Bold claims. I think we need to look at some data..
At SendForensics we periodically dive into the data looking for patterns that can help us push the limits of our end goal: ensuring customers are sending the highest quality email possible for optimal deliverability and, therefore, engagement.
The common pattern is that customers boost their bottom-line results dramatically if they are able to maintain a SendForensics Deliverability Score sweetspot of >75%:
This is well known, and has been predicted by our models time and time again. However, as the click-bait headlines go: what happened next shocked us..
This is where it gets really interesting.
As data-scientists, we have a love-hate relationship with surprises. If the data shows up something we hadn’t anticipated, it could go either way.
Our recent rummagings gave just such a surprise when we added spam-complaint data to the mix.
It turns out the SendForensics Deliverability Score has a startling inverse-correlation with user-generated spam-complaints (when all else is equal i.e. similar list size, regular offering etc.).
The above shows 6-week's worth of campaign data for a customer's weekly newsletter that lists various items for sale. It was chosen for its relatively consistent offering and mailing-list size (~55,400 contacts ±250), in order to minimise fluctuations in other variables and isolate the effect of the Deliverability Score alone.

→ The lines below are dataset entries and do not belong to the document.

PR #779, opened 2022-01-11
Transfers spec

### LINKED ISSUE #759: Create transfers spec
Write spec allowing internal transfers among Vega assets:

It’s probably relatively straightforward
```
transfer(destination vega address, asset, amount)
```

Question: should be a small percentage fee (imagine a situation where nobody uses vega for trading but they keep assets on the bridge and transfer them around. Unlikely - but why would validators / token holders want run the chain in that case. @barnabee

jeremyletang:
Add a first draft of a transfer specs. Missed 2 section at least for now:
- spam
- fees

close #759


protocol/0067-transfers.md
```diff
@@ -0,0 +1,70 @@
+Transfers
+=========
+
+We introduce here a mechanism to transfer fund from an account to another, and this iniated explicitly by an user of the vega network.
```
edd:
```suggestion
This spec introduces a mechanism to transfer funds from one account to another, initiated explicitly by a user of the Vega network.
```

protocol/0067-transfers.md
```diff
@@ -0,0 +1,70 @@
...
+These transfers are not to be confused with the internal concept of transfers which results from event happening inside the protocol.
```
edd: **Question (non-blocking)**: Presumably it’s the same underlying mechanism? If so, I’m fine with continuing this spec as it is, but we have no spec for Transfers so in a later PR I would expand it to cover ALL transfers. This doesn’t need to change anything in the current draft.

protocol/0067-transfers.md
```diff
@@ -0,0 +1,70 @@
...
+
+This feature would allow a couple of scenario:
```
edd:
```suggestion
Allowing users to initiate transfers allows for the following capabilities:
```

protocol/0067-transfers.md
```diff
@@ -0,0 +1,70 @@
...
+- A user could transfer funds from a public key A to a public key B.
+- A user could transfer funds back to a reward pool
+- A user could transfer funds from and to a locked account used for staking.
+- etc..
+
+### Limits
+Transfer can only be iniated by a user using their own funds from their own account, directed to a limited set of accounts types.
```
edd:
```suggestion
Transfer can only be initiated by a party using their own funds from [accounts](./0013-accounts.md) that they are in control of:
```

protocol/0067-transfers.md
```diff
@@ -0,0 +1,70 @@
...
+
+Here's the list of accounts types from which a user send funds from:
+- GENERAL
+- LOCKED_FOR_STAKING (note: this is an account to be introduce in the future, where the funds would be locked, and will be accounted for staking during the epoch).
```
edd:
```suggestion
- LOCKED_FOR_STAKING (note: this account does not yet exist, but will hold funds that are locked for staking during an epoch).
```
I’ve edited this to make sense, but I’d drop it and then add it when we update the accounts spec. Your choice.

protocol/0067-transfers.md
```diff
@@ -0,0 +1,70 @@
...
+The system should be able to delay transfer. Such feature would be useful in the context of distributing token related to incentives for example.
+In order to do this the request for transfer should contain a field indicating when the destination account should be credited. The funds should be taken straigh away from the
+origin account, but distributed to the destination only once the time is reached.
+
+### Spam protection
+
+### Fees
+
+### Proposed command
+This new functionnality requires the introduction of a new command in the transaction API. Here's a propose payloda for it, using protobuf syntax:
```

Correlations of course abound in statistics and may mean nothing but when accompanied by anti-correlations of complementary variables (variables conveying opposite meaning such as click-through rates versus abuse rates measured independently), it is much more interesting.
Investigating further across the entirety of the most recent dataset, it seems campaigns that are able to maintain an SF Deliverability Score sweetspot of >75% have, wait for it, four times lower spam-complaint rates.
So what’s going on here?
What really shocked us is what this is ultimately suggesting. The SendForensics Deliverability Score/Metric we have been so proud of for the past few years is actually measuring something more than just inbox-placement.
It’s measuring deliverability right through to the "final filter" (i.e. the user)
- in other words, predicting engagement itself
Given the growing importance of engagement-based inbox-training on deliverability, we shouldn’t have been so surprised by this relationship.
We built a system to optimise deliverability pre-emptively. Turns out it’s pre-emptively optimising engagement as a whole. Marvellous.